### PROBLEM STATEMENT
In this exercise, every entry is to be transcribed exactly as written.

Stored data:

◆ ◆ ◆

PR #326, opened 2020-05-07
fix -o synonym for --output

jtpereyda:
The `-o` argument was not working:
```
> /path/to/honggfuzz -z -P -i working-corpus/ -o hftmp -- ./target            
/home/jpereyda/code/honggfuzz/honggfuzz: invalid option -- 'o'
Usage: /home/jpereyda/code/honggfuzz/honggfuzz [options] -- path_to_command [args]
Options:
 --help|-h 
        Help plz..
[...]
```

But `--output` did work:
```
> /path/to/honggfuzz -z -P -i working-corpus/ --output hftmp -- ./target
```

After this code change, the following works:
```
> /path/to/honggfuzz -z -P -i working-corpus/ -o hftmp -- ./target
```

Root cause was a missing entry in the `optstring` argument to `getopt_long`

### DIFF
--- a/cmdline.c
+++ b/cmdline.c
@@ -550,7 +550,7 @@ bool cmdlineParse(int argc, char* argv[], honggfuzz_t* hfuzz) {
     int           opt_index = 0;
     for (;;) {
         int c = getopt_long(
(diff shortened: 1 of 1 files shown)


robertswiecki:
Thank you!

PR #327, opened 2020-05-07
make --output dir if it doesn't exist, as already done with -W

jtpereyda:
Running honggfuzz with -o and -W where neither directory exists:
```
> ls | grep hftmp
> /path/honggfuzz -z -P -i working-corpus/ --output hftmpo -W hftmpW -- ./target
[...]
[2020-05-07T09:47:51-0700][F][11897] main():331 Output directory 'hftmpo' is not writeable: No such file or directory
> ls | grep hftmp
hftmpW
```

Only the -W directory is created.

After code change:
```
> ls | grep hftmp
> /path/to/honggfuzz -z -P -i working-corpus/ -o hftmpo -W hftmpW -- ./target
[...fuzzing output...]
> ls | grep hftmp
hftmpo
hftmpW
```

### DIFF
--- a/cmdline.c
+++ b/cmdline.c
@@ -259,6 +259,11 @@ static bool cmdlineVerify(honggfuzz_t* hfuzz) {
         return false;
     }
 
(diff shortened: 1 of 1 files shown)


robertswiecki:
Thanks!

PR #331, opened 2020-05-12
dockerfile: set noninteractive

adrianherrera:
This stops tzdata asking you to enter timezones and things.


robertswiecki:
Thank you!

PR #343, opened 2020-06-11
Improve NetBSD compatibility

krytarowski:
Stop using install -t as it is GNU specific. Replace it with a
portable construct.

Before reading with ptrace(2) from address 0x0, check whether
the VA0 is mappable into the process, as otherwise the ptrace(2)
call will return EINVAL.

Stop intercepting fork(2) events as they are ignored anyway.

Document PTRACE_POSIX_SPAWN events.

Use PT_SET_SIGPASS to disable notifying the parent about
uninteresting signals. The only interesting ones are crash signals,
SIGABRT and SIGSYS. Everything else is directly passed to the
traced process.


robertswiecki:
Thank you!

◆ ◆ ◆

### RESPONSE FOR THIS EXERCISE
PR #326, opened 2020-05-07
fix -o synonym for --output

jtpereyda:
The `-o` argument was not working:
```
> /path/to/honggfuzz -z -P -i working-corpus/ -o hftmp -- ./target            
/home/jpereyda/code/honggfuzz/honggfuzz: invalid option -- 'o'
Usage: /home/jpereyda/code/honggfuzz/honggfuzz [options] -- path_to_command [args]
Options:
 --help|-h 
        Help plz..
[...]
```

But `--output` did work:
```
> /path/to/honggfuzz -z -P -i working-corpus/ --output hftmp -- ./target
```

After this code change, the following works:
```
> /path/to/honggfuzz -z -P -i working-corpus/ -o hftmp -- ./target
```

Root cause was a missing entry in the `optstring` argument to `getopt_long`

### DIFF
--- a/cmdline.c
+++ b/cmdline.c
@@ -550,7 +550,7 @@ bool cmdlineParse(int argc, char* argv[], honggfuzz_t* hfuzz) {
     int           opt_index = 0;
     for (;;) {
         int c = getopt_long(
(diff shortened: 1 of 1 files shown)


robertswiecki:
Thank you!

PR #327, opened 2020-05-07
make --output dir if it doesn't exist, as already done with -W

jtpereyda:
Running honggfuzz with -o and -W where neither directory exists:
```
> ls | grep hftmp
> /path/honggfuzz -z -P -i working-corpus/ --output hftmpo -W hftmpW -- ./target
[...]
[2020-05-07T09:47:51-0700][F][11897] main():331 Output directory 'hftmpo' is not writeable: No such file or directory
> ls | grep hftmp
hftmpW
```

Only the -W directory is created.

After code change:
```
> ls | grep hftmp
> /path/to/honggfuzz -z -P -i working-corpus/ -o hftmpo -W hftmpW -- ./target
[...fuzzing output...]
> ls | grep hftmp
hftmpo
hftmpW
```

### DIFF
--- a/cmdline.c
+++ b/cmdline.c
@@ -259,6 +259,11 @@ static bool cmdlineVerify(honggfuzz_t* hfuzz) {
         return false;
     }
 
(diff shortened: 1 of 1 files shown)


robertswiecki:
Thanks!

PR #331, opened 2020-05-12
dockerfile: set noninteractive

adrianherrera:
This stops tzdata asking you to enter timezones and things.


robertswiecki:
Thank you!

PR #343, opened 2020-06-11
Improve NetBSD compatibility

krytarowski:
Stop using install -t as it is GNU specific. Replace it with a
portable construct.

Before reading with ptrace(2) from address 0x0, check whether
the VA0 is mappable into the process, as otherwise the ptrace(2)
call will return EINVAL.

Stop intercepting fork(2) events as they are ignored anyway.

Document PTRACE_POSIX_SPAWN events.

Use PT_SET_SIGPASS to disable notifying the parent about
uninteresting signals. The only interesting ones are crash signals,
SIGABRT and SIGSYS. Everything else is directly passed to the
traced process.


robertswiecki:
Thank you!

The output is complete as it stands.